Canada’s Parliament passed a nonbinding motion to end arms sales to Israel — but not arms purchases from Israel.

Demonstrators attend a pro-Palestinian rally outside Union Station in Toronto, Ontario, on March 16, 2024.

This week Canada’s House of Commons passed a resolution that supported ending future arms exports to Israel. As the motion was nonbinding, activists reacted to the vote by promising to force the governing Liberal Party to respect the decision.

It wasn’t immediately clear that the Liberals would respect the decision, despite the overwhelming number of Liberal members of Parliament (MPs) who voted for it. Foreign Affairs Minister Mélanie Joly said Canada would not revoke existing permits to export military goods to Israel. Immigration Minister Marc Miller warned that the motion could have negative consequences on Canada’s ability to evacuate people from Gaza.
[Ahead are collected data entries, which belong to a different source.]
Issue #451, opened 2022-11-09
Stop reporting support for cl_khr_subgroups?


aarongreig:
Now that we're on CL 3.0 we can report support for subgroup operations without supporting the extension. The motivation for this is that Vulkan doesn't really make any forward progress guarantees at the subgroup level, and supporting subgroups as the core feature only would allow us to use `CL_DEVICE_SUB_GROUP_INDEPENDENT_FORWARD_PROGRESS` to communicate this and skip the forward progress tests in the CTS. The change is simple enough, I'm opening an issue rather than a PR because honestly I'm finding the specs involved a bit light on explicit language, so I'm interested to know if anyone thinks we can in fact guarantee independent forward progress, or if anyone has a device that passes the relevant CTS tests (I can vouch for two that don't).

rjodinchr:
We (Google) are relying on the extension to be able to trigger optimisation in [tensorflow](https://github.com/tensorflow/tensorflow/blob/b965b91fc9565d2e9d32c6cb48ea2acd254e937b/tensorflow/lite/delegates/gpu/common/tasks/conv_generic.cc#L1775) (you can also see that we have a special if statement for `clvk` there).

I have not looked too much into the CTS for this feature. Are you saying that the Vulkan subgroups feature is not enough to be able to support CL subgroups in `clvk`?

I only know that the Vulkan subgroups feature is enough to run the tensorflow lite workload we have internally.

aarongreig:
> Are you saying that the Vulkan subgroups feature is not enough to be able to support CL subgroups in clvk?

It can support subgroups as defined in the core (3.0) spec, but not as the extension defines due to the lack of `CL_DEVICE_SUB_GROUP_INDEPENDENT_FORWARD_PROGRESS` in the extension. Vulkan can support all the subgroup operations like the scan and broadcast type stuff but there isn't anything I can see that says vulkan implementations need to guarantee that subgroups can make independent forward progress like it says the CL spec. [This blog post](https://www.khronos.org/blog/comparing-the-vulkan-spir-v-memory-model-to-cs#_limited_forward_progress_guarantees) highlights the lack of a guarantee, and it specifically says user defined blocking conditions probably won't work, which is a pattern central to how the CL CTS tests independent forward progress. The blog post is obviously about the memory model, which clvk doesn't currently enable, but without the memory model enabled you're working with even fewer guarantees wrt operation ordering.

[...]

PR #454, opened 2022-11-10
Stop reporting support for cl_khr_subgroups extension.

aarongreig:
Removing this extension allows us to stop reporting CL_DEVICE_SUB_GROUP_INDEPENDENT_FORWARD_PROGRESS as true while still reporting support for core subgroup functionality. This is more in line with Vulkan subgroups, specifically Vulkan's lack of any such forward progress guarantees. See #451 for more detail.


kpet (approved):
Thanks!

PR #455, opened 2022-11-10
Rename image kernel arg kind enums.

aarongreig:
I think this makes it clearer that the enum is used for both read_write
and write_only (and that both are represented with a vulkan read/write
capable type) while adhering to the existing convention.


kpet (commented):
If we're renaming these, we probably should go for `sampled_image` and `storage_image` instead. What do you think?

aarongreig:
agreed, that looks better

kpet (approved):
Thanks!

PR #458, opened 2022-11-14
Rework binaries with a header to support all types

rjodinchr:
types: executable/compiled_objects/library.
Still supports clCreateProgramWithBinary using a SPIRV binary Also add support for a LLVM IR binary (looking at the magic at the begining of the file).

Ref #391


tests/api/compiler.cpp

Both MPs voted in favor of the motion.

The motion was introduced by the social democratic New Democratic Party (NDP), an opposition party that currently has an agreement to support the minority Liberal Party and not vote against a confidence motion that would trigger an election. The NDP’s nonbinding opposition motion called for, among other things, the recognition of Palestinian statehood and a complete ban on arms traded between Canada and Israel.

Right before the vote, however, the Liberal Party proposed several amendments, which the NDP agreed to, that significantly watered the motion down. Notably, the Liberals’ amendments removed all reference to Palestinian statehood and changed language about arms exports and imports from a broader call to suspend “all trade in military goods and technology with Israel” to a narrower directive to “cease the further authorization and transfer of arms exports to Israel to ensure compliance with Canada’s arms export regime.”

The Liberals’ text makes the further authorization contingent on ensuring “compliance with Canada’s arms export regime” — text that many fear leaves the door to the apparent arms embargo being circumvented.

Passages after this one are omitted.